=== Problem to work on ===
Each line of the entries, from the first to the line containing "AHC5 was the", is to be transcribed exactly as it stands; include no other lines.

Data extracted from a collection

-=-=-

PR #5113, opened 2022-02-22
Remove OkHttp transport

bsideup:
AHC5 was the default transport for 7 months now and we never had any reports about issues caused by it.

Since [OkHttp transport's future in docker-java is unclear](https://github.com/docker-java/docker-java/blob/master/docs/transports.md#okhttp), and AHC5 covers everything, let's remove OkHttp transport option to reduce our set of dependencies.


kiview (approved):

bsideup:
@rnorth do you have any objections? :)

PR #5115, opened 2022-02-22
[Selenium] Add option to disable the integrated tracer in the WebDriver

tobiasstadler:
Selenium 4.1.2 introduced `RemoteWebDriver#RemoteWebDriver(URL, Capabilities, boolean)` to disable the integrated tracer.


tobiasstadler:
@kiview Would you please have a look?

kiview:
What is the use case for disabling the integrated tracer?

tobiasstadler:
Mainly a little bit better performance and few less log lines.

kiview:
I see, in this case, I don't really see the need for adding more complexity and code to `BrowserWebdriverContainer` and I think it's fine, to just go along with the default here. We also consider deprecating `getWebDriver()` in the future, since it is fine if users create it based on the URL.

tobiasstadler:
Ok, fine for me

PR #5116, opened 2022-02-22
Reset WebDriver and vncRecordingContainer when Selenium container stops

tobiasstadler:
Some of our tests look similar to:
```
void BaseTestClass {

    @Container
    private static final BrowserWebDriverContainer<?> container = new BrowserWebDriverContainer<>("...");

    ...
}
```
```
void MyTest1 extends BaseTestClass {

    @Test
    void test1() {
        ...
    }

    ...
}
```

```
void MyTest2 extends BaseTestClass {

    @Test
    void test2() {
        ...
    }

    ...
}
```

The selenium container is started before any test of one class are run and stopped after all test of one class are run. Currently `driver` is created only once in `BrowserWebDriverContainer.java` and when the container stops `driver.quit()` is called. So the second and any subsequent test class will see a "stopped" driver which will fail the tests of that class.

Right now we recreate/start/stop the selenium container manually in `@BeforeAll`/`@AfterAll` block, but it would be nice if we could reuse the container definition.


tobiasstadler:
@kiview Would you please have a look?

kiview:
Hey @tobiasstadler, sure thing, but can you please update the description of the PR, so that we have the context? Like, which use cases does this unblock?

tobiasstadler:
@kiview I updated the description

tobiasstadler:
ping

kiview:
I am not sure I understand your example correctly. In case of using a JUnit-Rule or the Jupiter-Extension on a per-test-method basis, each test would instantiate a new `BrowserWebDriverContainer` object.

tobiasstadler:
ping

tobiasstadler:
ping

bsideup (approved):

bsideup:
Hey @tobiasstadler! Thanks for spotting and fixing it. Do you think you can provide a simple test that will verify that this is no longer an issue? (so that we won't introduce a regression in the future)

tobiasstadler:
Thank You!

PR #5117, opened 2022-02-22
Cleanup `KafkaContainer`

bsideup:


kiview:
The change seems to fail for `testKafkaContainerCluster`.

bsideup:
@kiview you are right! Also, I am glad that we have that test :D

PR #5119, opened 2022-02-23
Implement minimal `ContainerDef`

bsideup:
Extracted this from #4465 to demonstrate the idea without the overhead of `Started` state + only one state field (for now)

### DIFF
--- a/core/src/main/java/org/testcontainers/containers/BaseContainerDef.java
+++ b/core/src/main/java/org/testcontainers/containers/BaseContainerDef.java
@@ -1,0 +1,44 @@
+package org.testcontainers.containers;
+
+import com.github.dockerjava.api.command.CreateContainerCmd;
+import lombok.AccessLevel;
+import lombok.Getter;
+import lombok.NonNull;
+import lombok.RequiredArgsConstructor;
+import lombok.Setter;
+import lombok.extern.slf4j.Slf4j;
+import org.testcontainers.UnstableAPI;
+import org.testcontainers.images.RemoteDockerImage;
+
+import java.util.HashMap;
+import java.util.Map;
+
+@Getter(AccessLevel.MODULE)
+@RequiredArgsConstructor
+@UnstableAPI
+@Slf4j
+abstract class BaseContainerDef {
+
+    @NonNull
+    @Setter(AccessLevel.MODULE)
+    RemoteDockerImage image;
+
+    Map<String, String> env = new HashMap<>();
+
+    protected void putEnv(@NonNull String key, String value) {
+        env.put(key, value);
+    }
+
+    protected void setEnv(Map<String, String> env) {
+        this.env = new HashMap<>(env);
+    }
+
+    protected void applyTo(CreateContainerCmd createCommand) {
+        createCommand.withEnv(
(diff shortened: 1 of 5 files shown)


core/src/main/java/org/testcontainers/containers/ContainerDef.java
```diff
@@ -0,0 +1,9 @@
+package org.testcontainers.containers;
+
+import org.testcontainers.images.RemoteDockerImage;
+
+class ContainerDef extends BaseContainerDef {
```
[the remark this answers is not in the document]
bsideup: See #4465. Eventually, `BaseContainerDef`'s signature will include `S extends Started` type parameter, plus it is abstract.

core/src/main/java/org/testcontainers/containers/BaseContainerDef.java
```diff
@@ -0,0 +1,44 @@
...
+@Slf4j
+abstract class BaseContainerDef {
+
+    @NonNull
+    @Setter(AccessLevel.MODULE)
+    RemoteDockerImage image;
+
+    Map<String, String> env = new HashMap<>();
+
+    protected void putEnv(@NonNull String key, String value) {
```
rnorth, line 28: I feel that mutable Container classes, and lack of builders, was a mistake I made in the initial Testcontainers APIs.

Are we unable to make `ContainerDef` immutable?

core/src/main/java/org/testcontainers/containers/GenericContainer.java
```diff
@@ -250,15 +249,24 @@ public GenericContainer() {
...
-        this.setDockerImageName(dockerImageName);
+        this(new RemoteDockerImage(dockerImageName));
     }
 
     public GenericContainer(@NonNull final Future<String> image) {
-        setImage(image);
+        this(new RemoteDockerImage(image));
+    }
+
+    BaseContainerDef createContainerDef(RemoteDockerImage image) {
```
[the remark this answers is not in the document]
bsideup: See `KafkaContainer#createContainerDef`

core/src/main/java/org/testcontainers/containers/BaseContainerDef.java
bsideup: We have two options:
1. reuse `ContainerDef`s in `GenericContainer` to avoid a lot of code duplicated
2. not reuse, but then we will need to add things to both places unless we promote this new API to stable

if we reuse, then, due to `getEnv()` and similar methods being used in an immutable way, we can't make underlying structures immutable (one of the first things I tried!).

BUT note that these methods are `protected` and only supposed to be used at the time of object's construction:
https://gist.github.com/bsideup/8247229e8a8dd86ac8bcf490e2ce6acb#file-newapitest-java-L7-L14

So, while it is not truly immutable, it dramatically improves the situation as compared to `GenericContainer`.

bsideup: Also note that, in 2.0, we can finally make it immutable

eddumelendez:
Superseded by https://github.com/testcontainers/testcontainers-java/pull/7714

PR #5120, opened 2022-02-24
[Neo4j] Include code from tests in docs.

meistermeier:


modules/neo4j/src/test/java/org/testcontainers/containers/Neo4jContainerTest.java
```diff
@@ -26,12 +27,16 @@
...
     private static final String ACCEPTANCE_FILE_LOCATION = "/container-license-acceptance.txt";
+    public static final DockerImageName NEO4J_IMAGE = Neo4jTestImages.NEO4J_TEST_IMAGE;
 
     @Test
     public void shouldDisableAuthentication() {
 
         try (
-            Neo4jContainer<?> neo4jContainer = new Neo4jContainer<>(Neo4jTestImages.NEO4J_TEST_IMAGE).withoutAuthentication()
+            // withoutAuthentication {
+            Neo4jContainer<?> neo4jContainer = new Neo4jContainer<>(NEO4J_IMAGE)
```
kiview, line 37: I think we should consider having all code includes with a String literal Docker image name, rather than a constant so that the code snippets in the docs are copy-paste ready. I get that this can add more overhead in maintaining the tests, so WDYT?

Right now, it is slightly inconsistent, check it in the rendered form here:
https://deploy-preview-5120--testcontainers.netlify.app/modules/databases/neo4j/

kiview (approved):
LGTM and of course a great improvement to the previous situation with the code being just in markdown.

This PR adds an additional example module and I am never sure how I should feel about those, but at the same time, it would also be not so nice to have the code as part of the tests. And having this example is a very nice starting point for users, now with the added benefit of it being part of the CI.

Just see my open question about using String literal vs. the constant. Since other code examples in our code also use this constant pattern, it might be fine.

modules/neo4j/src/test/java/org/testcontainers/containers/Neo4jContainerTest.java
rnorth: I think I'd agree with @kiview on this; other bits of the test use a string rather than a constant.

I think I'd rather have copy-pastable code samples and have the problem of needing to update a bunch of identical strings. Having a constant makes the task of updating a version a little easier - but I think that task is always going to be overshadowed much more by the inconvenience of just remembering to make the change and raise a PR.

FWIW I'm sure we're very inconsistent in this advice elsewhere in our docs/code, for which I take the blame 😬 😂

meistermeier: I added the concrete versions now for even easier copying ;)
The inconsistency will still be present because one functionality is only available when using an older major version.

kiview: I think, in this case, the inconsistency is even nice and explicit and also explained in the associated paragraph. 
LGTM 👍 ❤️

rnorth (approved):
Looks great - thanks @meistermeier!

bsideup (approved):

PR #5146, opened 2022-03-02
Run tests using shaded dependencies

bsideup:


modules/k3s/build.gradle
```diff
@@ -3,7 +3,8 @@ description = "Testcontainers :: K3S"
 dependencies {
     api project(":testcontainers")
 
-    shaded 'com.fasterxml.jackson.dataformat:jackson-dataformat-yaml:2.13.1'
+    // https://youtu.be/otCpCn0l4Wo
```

-=-=-

=== Answer to this exercise ===
PR #5113, opened 2022-02-22
Remove OkHttp transport

bsideup:
AHC5 was the default transport for 7 months now and we never had any reports about issues caused by it.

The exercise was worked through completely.